WORK ORDER: Looking at the data that follows, count the lines containing the word "find" and write down only that count.

(Stored dataset items)
——————

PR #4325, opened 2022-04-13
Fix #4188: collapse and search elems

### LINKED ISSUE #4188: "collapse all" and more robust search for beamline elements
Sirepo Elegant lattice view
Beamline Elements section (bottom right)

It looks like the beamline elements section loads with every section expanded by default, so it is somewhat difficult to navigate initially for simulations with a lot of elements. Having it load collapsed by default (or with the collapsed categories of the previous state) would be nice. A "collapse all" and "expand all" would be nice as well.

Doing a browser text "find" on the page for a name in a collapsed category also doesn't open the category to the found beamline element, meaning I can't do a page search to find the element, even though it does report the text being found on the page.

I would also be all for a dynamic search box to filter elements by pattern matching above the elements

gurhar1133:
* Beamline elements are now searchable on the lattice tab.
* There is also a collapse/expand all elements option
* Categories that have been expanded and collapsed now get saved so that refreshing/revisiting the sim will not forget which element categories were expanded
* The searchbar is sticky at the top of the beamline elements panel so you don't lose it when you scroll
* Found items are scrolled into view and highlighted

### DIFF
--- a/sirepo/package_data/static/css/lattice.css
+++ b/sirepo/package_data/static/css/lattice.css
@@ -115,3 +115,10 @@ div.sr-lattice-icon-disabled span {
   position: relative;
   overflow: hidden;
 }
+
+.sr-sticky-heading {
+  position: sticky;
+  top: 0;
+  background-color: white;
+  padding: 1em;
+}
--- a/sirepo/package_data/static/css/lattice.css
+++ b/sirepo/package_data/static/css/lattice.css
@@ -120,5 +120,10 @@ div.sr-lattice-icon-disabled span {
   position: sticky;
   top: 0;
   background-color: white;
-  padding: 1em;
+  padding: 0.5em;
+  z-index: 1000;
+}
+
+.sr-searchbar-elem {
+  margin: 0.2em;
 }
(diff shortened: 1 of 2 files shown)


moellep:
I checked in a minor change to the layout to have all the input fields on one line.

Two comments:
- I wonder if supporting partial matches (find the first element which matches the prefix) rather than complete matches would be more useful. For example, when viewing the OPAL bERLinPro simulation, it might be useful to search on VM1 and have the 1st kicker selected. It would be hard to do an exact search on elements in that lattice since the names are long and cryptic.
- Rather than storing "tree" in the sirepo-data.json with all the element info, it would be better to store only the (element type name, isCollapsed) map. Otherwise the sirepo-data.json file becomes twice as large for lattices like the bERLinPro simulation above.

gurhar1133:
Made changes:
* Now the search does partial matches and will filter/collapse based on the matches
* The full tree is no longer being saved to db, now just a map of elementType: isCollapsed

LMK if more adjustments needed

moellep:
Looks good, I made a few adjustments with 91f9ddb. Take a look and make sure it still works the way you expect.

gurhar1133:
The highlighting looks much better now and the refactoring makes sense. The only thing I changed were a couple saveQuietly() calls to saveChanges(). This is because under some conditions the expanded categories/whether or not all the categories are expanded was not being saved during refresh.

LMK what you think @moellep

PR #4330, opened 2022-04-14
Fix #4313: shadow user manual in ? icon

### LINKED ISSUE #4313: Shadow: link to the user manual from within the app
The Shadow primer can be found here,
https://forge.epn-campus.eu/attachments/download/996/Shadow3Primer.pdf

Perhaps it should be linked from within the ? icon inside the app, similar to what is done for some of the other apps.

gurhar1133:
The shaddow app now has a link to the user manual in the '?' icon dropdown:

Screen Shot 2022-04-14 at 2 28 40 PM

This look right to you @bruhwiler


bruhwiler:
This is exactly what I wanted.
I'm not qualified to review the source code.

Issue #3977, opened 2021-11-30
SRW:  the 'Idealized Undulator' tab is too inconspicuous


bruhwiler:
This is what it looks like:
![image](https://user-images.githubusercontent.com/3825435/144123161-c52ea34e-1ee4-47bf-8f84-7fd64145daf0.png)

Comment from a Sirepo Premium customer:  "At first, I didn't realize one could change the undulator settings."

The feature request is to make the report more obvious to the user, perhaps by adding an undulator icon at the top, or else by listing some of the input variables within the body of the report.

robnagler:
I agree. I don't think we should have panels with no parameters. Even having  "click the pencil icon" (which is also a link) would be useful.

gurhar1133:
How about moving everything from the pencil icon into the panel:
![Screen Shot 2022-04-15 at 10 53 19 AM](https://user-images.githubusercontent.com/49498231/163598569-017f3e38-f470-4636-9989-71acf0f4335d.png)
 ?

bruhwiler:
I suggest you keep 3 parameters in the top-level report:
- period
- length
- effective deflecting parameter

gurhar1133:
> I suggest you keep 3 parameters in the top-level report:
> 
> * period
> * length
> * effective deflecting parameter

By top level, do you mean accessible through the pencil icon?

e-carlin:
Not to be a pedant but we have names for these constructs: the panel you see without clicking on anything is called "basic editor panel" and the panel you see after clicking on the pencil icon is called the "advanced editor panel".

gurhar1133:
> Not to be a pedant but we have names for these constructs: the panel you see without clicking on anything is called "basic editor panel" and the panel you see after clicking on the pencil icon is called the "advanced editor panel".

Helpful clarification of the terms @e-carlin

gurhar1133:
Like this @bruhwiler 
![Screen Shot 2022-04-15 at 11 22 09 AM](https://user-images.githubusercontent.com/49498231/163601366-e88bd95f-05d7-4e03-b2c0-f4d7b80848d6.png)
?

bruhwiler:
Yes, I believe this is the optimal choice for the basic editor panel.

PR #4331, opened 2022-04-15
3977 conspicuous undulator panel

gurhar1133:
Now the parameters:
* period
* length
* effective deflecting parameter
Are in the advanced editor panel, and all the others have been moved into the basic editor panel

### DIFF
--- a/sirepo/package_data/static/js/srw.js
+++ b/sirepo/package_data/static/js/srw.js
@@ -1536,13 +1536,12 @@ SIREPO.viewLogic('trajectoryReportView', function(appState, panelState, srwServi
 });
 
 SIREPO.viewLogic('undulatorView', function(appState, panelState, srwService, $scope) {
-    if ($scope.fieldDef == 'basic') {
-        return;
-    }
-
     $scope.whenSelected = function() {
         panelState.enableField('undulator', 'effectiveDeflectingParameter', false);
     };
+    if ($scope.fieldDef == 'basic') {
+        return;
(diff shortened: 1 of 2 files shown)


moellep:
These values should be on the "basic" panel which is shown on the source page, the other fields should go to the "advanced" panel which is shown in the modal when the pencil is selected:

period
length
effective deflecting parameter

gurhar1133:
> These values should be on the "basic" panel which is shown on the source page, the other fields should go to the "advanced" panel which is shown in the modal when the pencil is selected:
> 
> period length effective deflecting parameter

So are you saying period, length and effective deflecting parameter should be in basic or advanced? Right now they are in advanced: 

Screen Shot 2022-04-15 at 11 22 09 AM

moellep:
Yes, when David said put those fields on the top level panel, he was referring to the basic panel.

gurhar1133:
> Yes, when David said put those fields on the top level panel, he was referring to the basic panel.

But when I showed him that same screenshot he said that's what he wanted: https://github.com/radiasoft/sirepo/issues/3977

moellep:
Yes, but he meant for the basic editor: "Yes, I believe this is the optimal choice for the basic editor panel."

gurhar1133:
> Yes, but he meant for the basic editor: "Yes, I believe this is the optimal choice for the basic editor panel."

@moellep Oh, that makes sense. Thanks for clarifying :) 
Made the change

——————

ANSWER SPACE: 2